JCVI have issued a statement today recommending that as many people on the priority list as possible should be offered a first vaccine dose as the initial priority, while the second dose can be administered up to 12 weeks later.  The clinical risk priority order for deployment of the vaccines remains unchanged and applies to both vaccines. Both are very effective vaccines and comparisons between the vaccine efficacies are unhelpful due to the different methodologies used and lack of data on long term protection and transmission reduction.

The Chief Medical Officer and his counterparts across the UK agree with JCVI that prioritising the first doses of vaccine for as many people as possible will deliver the greatest benefit overall in the shortest possible time, will have the greatest impact on reducing mortality and hospitalisations and protecting the health service, and is the right thing to do for public health. I fully agree and endorse this advice and from early January the main focus of the programme in NI will be on ensuring as many people as possible receive their first dose of a COVID-19 vaccine.  Those who were due to receive their second dose from early January will be advised to return for their second dose at a later stage.

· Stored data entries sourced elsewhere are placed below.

PR #151, opened 2021-12-20
Add timerfd

qzheng527:
Pass the LTP timerfd test and NGO timerfd test.


tatetian (commented):
I like the main idea of how timerfd is implemented in this PR. For reads on `TimerFd`, you check the timeout counter (`get_alarm_count`). If no good, you wait for the remaining of the time time to elapse. For poll on `TimerFd`, you check the timeout counter. If no good, you start a task to notify the pollee when the remaining time elapsed. This approach is simple and should be efficient enough.

However, to be 100% correct, the implementation needs two major improvements.

The first one is about epoll support. Epoll files are registered as the observers of a file-like object through `register_observer`. Observers get notified of I/O events when `Pollee::add_events` invoked on their target pollees. So, the implementation of a type of files (say `TimerFd`) needs to call `add_events` _whenever_ a type of I/O event turns active (e.g., `TimerFd` transits from unreadable to readable). The current implementation fails to do so.

The second one is that `TimerFd` is not thread safe.

```rust
pub struct TimerFd {
    clockid: ClockId,
    flags: Atomic<TimerCreationFlags>,
    fire_time: Atomic<Duration>,
    cur_interval: Atomic<Duration>,
    alarm_cnt: Atomic<usize>,
    last_alarm_cnt: Atomic<usize>,
    status: Atomic<TimerFdStatus>,
    pollee: Pollee,
}
```

The fields of `TimerFd` must be kept in sync regardless of any concurrent access, e.g., `read`, `poll`, `time`, `set_time`, etc. `AtomicXxx` and `Atomic<T>` are efficient, but they are less powerful than `Mutex` and `RwLock`. Using `Mutex` would be just the first step. You may notice some more subtle concurrency issues if you start thinking hard about the concurrent behaviors of the code.

The above are the two major problems. I will add inline comments for minor issues.

src/libos/src/time/timer_fd.rs
```diff
@@ -0,0 +1,297 @@
...
+#[derive(Clone, Copy, Debug, PartialEq)]
+#[repr(u8)]
+enum TimerFdStatus {
+    ONE_SHOT = 0,
+    LOOP = 1,
+    STOP = 2,
+}
+
+#[derive(Debug)]
+pub struct TimerFd {
```
tatetian, line 21: To be consistent with other file types (`EpollFile`, `EventFile`, `SocketFile`, etc.), this type should be named `TimerFile`.

src/libos/src/time/timer_fd.rs
```diff
@@ -0,0 +1,297 @@
...
+
+    pub fn poll(&self, mask: Events, poller: Option<&mut Poller>) -> Events {
+        let (count, left) = self.get_alarm_cnt();
+        if count > 0 {
+            Events::IN
+        } else {
+            self.pollee.del_events(Events::IN);
+            //let (tx, rx): (Sender<(Pollee, Duration)>, Receiver<(Pollee, Duration)>)= mpsc::channel();
+            let (tx, rx): (Sender<(Pollee, Duration)>, Receiver<(Pollee, Duration)>) =
+                flume::unbounded();
```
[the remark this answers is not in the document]
qzheng527: Nice, it is much simpler ,will do the update.

src/libos/src/time/mod.rs
```diff
@@ -203,3 +207,25 @@ impl TimeProvider for OcclumTimeProvider {
...
 }
+
+// For Timerfd
+#[repr(C)]
+#[derive(Debug, Default, Copy, Clone)]
+#[allow(non_camel_case_types)]
+pub struct itimerspec_t {
+    it_interval: timespec_t,
+    it_value: timespec_t,
+}
```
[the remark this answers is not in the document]
qzheng527: "clear cut" makes sense, will do the update.

src/libos/src/time/timer_fd.rs
qzheng527: Sounds reasonal, will do the change.

qzheng527:
> I like the main idea of how timerfd is implemented in this PR. For reads on `TimerFd`, you check the timeout counter (`get_alarm_count`). If no good, you wait for the remaining of the time time to elapse. For poll on `TimerFd`, you check the timeout counter. If no good, you start a task to notify the pollee when the remaining time elapsed. This approach is simple and should be efficient enough.
> 
> However, to be 100% correct, the implementation needs two major improvements.
> 
> The first one is about epoll support. Epoll files are registered as the observers of a file-like object through `register_observer`. Observers get notified of I/O events when `Pollee::add_events` invoked on their target pollees. So, the implementation of a type of files (say `TimerFd`) needs to call `add_events` _whenever_ a type of I/O event turns active (e.g., `TimerFd` transits from unreadable to readable). The current implementation fails to do so.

While today’s developments are very welcome the coming weeks will be among the most challenging yet in the pandemic, with our health service under immense pressure.  The COVID-19 vaccination programme has the potential to help transform the current situation but even with these latest developments, that will still take time to ensure the programme is delivered swiftly but safely. Between now and then, we need another big push to get through this winter. We can all help by playing our part and by encouraging everyone to follow the public health advice to help stop coronavirus spreading by strictly abiding by the current lockdown rules.

Annex A

Vaccine priority groups: advice on 30 December 2020

Phase 1 – direct prevention of mortality and supporting the NHS and social care system 

JCVI advises that the first priorities for the COVID-19 vaccination programme should be the prevention of mortality and the maintenance of the health and social care systems. As the risk of mortality from COVID-19 increases with age, prioritisation is primarily based on age. The order of priority for each group in the population corresponds with data on the number of individuals who would need to be vaccinated to prevent one death, estimated from UK data obtained from March to June 2020 (3)

  1. Residents in a care home for older adults and their carers 
  2. All those 80 years of age and over 
    Frontline health and social care workers
  3. All those 75 years of age and over
  4. All those 70 years of age and over
    Clinically extremely vulnerable individuals*
  5. All those 65 years of age and over
  6. All individuals aged 16 years** to 64 years with underlying health conditions which put them at higher risk of serious disease and mortality***
  7. All those 60 years of age and over 
  8. All those 55 years of age and over
  9. All those 50 years of age and over

* Clinically extremely vulnerable individuals are described here. This advice on vaccination does not include all pregnant women or those under the age of 16 years (see above)

** The AstraZeneca vaccine is only authorised for use in those aged 18 years of age and over, however, JCVI is of the view that this vaccine may be used in those 16-17 years of age where there is no access or availability to an alternative approved COVID-19 vaccine

*** This also includes those who are in receipt of a carer’s allowance, or those who are the main carer of an elderly or disabled person whose welfare may be at risk if the carer falls ill.

It is estimated that taken together, these groups represent around 99% of preventable mortality from COVID-19.